• **TO DO**:
The answer must be every line below that contains the string "terms".

• **SUPPLIED DATA**:
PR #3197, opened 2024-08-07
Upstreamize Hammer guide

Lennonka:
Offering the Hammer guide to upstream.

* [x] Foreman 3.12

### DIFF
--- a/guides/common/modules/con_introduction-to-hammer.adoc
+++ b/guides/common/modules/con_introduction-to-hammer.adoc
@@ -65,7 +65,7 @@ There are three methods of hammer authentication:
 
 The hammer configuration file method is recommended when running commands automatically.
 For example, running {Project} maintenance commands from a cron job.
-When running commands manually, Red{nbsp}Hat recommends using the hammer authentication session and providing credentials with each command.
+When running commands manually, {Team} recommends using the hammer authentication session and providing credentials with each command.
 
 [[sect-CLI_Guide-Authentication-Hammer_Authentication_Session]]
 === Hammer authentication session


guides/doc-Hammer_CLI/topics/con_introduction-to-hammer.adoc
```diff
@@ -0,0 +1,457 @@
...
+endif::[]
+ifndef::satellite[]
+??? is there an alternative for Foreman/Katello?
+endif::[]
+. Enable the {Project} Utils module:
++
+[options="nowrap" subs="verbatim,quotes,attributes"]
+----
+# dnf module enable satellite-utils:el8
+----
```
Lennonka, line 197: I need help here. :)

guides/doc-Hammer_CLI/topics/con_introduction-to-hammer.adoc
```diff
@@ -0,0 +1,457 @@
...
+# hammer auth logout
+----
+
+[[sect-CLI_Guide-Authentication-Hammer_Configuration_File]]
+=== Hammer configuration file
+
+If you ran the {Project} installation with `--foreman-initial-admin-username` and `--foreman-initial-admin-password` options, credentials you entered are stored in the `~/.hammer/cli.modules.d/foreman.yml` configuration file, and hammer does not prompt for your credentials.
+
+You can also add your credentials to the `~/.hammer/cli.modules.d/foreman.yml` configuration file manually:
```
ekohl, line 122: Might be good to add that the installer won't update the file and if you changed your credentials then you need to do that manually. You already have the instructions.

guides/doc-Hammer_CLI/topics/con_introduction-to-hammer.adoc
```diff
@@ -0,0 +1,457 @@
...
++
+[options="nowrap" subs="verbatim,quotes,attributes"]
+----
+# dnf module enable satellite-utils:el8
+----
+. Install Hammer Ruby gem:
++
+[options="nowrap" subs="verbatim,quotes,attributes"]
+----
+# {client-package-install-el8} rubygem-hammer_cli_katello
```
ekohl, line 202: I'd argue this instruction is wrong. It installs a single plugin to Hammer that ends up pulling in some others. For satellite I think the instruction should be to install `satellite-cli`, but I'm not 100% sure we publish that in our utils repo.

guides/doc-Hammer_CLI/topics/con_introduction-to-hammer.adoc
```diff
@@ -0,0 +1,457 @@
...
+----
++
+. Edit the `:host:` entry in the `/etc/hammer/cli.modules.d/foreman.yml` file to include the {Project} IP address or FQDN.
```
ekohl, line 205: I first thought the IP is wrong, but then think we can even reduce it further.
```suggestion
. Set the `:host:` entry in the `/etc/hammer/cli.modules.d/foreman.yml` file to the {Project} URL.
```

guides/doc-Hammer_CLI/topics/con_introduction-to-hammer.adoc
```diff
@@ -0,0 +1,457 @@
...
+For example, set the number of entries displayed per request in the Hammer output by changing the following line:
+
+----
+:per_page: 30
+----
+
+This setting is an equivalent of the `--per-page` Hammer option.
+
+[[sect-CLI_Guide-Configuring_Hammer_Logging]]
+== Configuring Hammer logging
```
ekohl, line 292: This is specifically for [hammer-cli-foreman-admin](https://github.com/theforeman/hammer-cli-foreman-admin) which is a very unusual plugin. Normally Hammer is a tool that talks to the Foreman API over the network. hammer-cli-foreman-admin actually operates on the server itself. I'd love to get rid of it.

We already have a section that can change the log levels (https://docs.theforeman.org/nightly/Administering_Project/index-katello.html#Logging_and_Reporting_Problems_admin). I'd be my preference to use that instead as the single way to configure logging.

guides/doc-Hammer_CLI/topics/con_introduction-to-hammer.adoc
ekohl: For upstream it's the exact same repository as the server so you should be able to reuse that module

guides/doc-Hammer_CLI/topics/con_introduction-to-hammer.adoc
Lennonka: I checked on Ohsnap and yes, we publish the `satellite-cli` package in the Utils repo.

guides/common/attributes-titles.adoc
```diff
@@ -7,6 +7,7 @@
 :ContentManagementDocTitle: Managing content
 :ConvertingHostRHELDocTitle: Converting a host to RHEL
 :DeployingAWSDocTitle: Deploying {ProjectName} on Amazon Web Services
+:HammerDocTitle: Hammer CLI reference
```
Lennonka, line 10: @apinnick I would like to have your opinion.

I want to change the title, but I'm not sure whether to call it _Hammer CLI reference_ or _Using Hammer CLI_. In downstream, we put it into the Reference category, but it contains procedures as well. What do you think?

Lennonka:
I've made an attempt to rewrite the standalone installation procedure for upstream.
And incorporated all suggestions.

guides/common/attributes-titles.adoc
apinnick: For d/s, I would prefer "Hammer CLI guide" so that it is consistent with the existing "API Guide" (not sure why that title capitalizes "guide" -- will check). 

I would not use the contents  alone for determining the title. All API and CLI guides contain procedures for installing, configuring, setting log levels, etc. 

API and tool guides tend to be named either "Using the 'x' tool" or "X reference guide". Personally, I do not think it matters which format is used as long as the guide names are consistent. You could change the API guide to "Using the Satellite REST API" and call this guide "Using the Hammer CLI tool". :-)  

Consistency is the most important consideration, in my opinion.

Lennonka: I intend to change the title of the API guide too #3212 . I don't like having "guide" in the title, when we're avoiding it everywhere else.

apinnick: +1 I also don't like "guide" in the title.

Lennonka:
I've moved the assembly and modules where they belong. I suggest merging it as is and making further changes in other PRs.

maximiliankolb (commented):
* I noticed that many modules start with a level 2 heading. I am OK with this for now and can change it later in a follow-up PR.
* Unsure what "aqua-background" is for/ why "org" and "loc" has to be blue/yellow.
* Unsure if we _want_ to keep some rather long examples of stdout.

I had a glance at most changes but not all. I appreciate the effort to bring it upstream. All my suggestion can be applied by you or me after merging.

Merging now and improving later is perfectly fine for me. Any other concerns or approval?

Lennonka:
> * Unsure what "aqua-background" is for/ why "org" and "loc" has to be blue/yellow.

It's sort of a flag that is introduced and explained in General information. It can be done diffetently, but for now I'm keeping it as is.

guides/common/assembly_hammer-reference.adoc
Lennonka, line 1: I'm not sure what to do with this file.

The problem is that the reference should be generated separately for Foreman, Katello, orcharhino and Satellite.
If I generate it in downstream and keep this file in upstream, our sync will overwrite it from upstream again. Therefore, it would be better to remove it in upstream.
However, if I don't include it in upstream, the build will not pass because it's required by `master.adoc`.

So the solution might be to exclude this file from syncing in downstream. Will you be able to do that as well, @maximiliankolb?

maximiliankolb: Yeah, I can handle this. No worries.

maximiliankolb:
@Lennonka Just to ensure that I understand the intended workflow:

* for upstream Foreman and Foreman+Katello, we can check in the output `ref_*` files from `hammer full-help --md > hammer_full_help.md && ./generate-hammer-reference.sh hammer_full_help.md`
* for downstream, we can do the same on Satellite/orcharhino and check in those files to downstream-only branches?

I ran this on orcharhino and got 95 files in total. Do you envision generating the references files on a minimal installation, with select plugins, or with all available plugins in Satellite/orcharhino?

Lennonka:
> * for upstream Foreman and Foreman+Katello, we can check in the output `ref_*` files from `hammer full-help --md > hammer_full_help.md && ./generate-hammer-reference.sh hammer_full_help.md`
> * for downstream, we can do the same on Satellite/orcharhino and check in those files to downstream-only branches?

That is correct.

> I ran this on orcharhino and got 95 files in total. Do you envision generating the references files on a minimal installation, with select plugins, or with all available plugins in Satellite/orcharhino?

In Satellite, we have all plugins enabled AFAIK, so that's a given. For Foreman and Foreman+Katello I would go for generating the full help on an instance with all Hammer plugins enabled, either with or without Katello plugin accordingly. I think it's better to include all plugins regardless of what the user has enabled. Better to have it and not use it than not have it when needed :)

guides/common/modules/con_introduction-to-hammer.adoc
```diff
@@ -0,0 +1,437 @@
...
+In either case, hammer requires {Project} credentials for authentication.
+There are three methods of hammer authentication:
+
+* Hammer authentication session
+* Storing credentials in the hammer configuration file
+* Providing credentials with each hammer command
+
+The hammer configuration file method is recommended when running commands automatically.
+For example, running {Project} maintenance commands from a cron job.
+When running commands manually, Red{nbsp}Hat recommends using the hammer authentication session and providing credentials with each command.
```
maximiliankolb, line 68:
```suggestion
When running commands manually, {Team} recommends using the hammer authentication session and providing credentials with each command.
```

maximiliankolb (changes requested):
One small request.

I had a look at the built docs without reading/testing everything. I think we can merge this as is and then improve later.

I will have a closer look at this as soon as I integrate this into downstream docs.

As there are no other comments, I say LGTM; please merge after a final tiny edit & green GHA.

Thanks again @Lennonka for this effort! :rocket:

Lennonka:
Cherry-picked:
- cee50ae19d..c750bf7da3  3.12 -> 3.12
--
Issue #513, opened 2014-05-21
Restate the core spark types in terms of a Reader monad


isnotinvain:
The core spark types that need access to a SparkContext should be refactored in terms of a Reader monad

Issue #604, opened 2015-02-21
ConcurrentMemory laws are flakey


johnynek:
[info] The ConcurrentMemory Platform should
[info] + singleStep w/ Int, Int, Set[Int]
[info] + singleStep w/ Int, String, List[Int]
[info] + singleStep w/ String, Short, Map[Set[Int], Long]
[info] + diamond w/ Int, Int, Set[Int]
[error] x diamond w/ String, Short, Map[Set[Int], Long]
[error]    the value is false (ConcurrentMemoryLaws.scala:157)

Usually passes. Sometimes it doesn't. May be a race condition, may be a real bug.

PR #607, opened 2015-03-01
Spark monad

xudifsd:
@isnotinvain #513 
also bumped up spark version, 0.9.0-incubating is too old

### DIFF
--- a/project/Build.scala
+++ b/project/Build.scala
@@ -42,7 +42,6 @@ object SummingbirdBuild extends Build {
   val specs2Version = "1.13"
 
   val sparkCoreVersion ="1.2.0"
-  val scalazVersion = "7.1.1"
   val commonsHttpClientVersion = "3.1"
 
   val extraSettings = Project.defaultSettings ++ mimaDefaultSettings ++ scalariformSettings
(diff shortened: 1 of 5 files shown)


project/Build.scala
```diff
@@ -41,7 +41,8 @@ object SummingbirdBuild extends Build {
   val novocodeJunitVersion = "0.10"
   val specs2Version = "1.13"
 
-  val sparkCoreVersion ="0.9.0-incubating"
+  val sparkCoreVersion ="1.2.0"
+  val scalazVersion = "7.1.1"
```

• **RESULT OF THIS TASK**:
Restate the core spark types in terms of a Reader monad
The core spark types that need access to a SparkContext should be refactored in terms of a Reader monad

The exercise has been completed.